Netanjahu bittet Hussein um Begnadigung Pollards

PM Netanjahu hat den US-Praesidenten schriftlich gebeten, seine verfassungsmaessigen Machtinstrumente einzusetzen, um den seit 25 Jahren inhaftierten Jonathan Pollard freizulassen, meldet Kol Israel. Ueber den Fall hatten wir zuletzt hier berichtet. Pollards Gesundheitszustand hat sich in letzter Zeit verschlechtert, er musste notoperiert werden. Es wird erwartet, dass Netanjahu in Kuerze den Text seiner Botschaft und die darin enthaltene Argumentation vor der Knesset vorlesen wird. 
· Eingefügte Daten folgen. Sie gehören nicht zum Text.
PR #3784, opened 2021-09-21
Add Pardot

jivey:


tutor/src/helpers/pardot.ts
```diff
@@ -0,0 +1,66 @@
...
+export default class Pardot {
+
+    static getConfig(hostname: string) {
+        if (this.isSandbox(hostname)) { return pardotConfig.sand }
+
+        return this.isProduction ? pardotConfig.prod : pardotConfig.sand
+    }
+
+    static get isProduction() {
+        return isProd
```
TomWoodward, line 37: does isProd return true in qa/staging?

TomWoodward (changes requested):

tutor/src/helpers/pardot.ts
jivey: Yeah :/ that's why I'm checking hostname instead. Long term, would be nice to have a sandbox/qa/staging env configs.

TomWoodward: does this logic use the prod config in staging? do we want that?

TomWoodward (changes requested):

tutor/src/helpers/pardot.ts
jivey: I'm glad you pointed that out, I'm guessing we probably don't want that, just like we didn't want it for sandbox. I really should make this do the opposite and only use production if it matches production host, I'll update this PR with that 👍

jivey: Updated to check for production hostname instead, which will let us default to the demo config on sandbox, qa, etc: https://github.com/openstax/tutor-js/pull/3784/commits/3a977478f2b5bae1b1a485b8243437ae7eaa8ad4

TomWoodward (approved):

PR #3817, opened 2021-10-27
fix save to practice by using exercise_id with tasked_id as fallback

jivey:
Working on specs but this should fix a few things:

- taskStep can be undefined when rendering as a fake button when you have no practice questions saved, and the label also wasn't being displayed in that case
- Fix a bug that was introduced in https://github.com/openstax/tutor-js/pull/3789 by going back to the original method of finding by `exercise_id` first, and then falling back to the `tasked_id` if that isn't found.


jivey:
Closing in favor of using UUIDs in https://github.com/openstax/tutor-js/pull/3825 and https://github.com/openstax/tutor-server/pull/2404

PR #3823, opened 2021-11-01
Use the new course role API

Dantemss:
Requires openstax/tutor-server#2402

For courses only (not roster, performance, scores):
- Use student_record instead of students
- Use teacher_record instead of teachers
- Use the new teacher_student_records when using "view as student"


Dantemss:
There's some issue with assuming a non-default role (view as student)

Dantemss:
Requires https://github.com/openstax/tutor-server/pull/2402

Dantemss:
I think the add-edit-questions E2E might need the new Docker image from the backend before it'll pass.

jivey (approved):
Looks good and tested well 👍

PR #3827, opened 2021-11-09
Shuffle Answer Choices

jivey:
- Allow the teacher to toggle Shuffle on and off in the grading template (homework and reading)
image

- Shuffle student answers if the setting is turned on, but only until the first submission, after that "lock" the order by using the `answer_id_order` array

- Allow the teacher to lock answer order importance for teacher-created questions if there are more than 2 options (it's forced on otherwise)
image

- Conditionally show that the answer order note on Submission Overview for homework and reading:
 
| On | Off |
---|---
image | image
---|---
image | image

Note: The E2E spec will fail until https://github.com/openstax/tutor-server/pull/2406 is merged.


shared/src/model/exercise/answer.ts
```diff
@@ -1,12 +1,13 @@
...
 import { isEmpty } from 'lodash';
 import {
-    BaseModel, modelize, field, computed, getParentOf,
+    BaseModel, modelize, field, computed, getParentOf, ID, NEW_ID,
 } from '../../model';
 
 
 export default
 class ExerciseAnswer extends BaseModel {
+    @field id: ID = NEW_ID
```
Dantemss, line 10: I'm surprised this wasn't here before. Didn't we need this to save the selected answer too?

Dantemss (approved):

shared/src/model/exercise/answer.ts
jivey: That was surprising to me as well, it seems it was still getting set on the object though so it worked anyway.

Die Frage ist, ob der mit seiner Nahost"politik" frustrierte US-Praesident sich zu dieser Geste selbst verpflichtet, seine Antwort wird mit Spannung erwartet. Netanjahu hat diesen Schachzug zur richtigen Zeit gemacht, es gewinnt in jedem Fall: an den Beziehungen zur jetzigen Administration ist nichts mehr kaputt zu machen, und selbst wenn Hussein den Antrag ablehnt oder schlicht ignoriert, waere er im Zugzwang und koennte es noch schwerer haben, von Israel zu fordern, und gleichzeitig die PA zu foerdern.  Willigt er ein, und schafft es Netanjahu, Pollard nach Israel zu bringen, dann hat er einen unschlagbaren politischen Aktivposten fuer den Rest seiner Amtszeit. Dass der PM so dumm sein wird, um dafuer irgendwelche "Moratorien" oder "schmerzhaften Zugestaendnisse" in Aussicht zu stellen, ist zu bezweifeln.
Aber auch für die Hussein-Administration gilt: die Beziehungen zu Israel können  keinen Schaden nehmen, weil es sie gegenwärtig gar nicht gibt.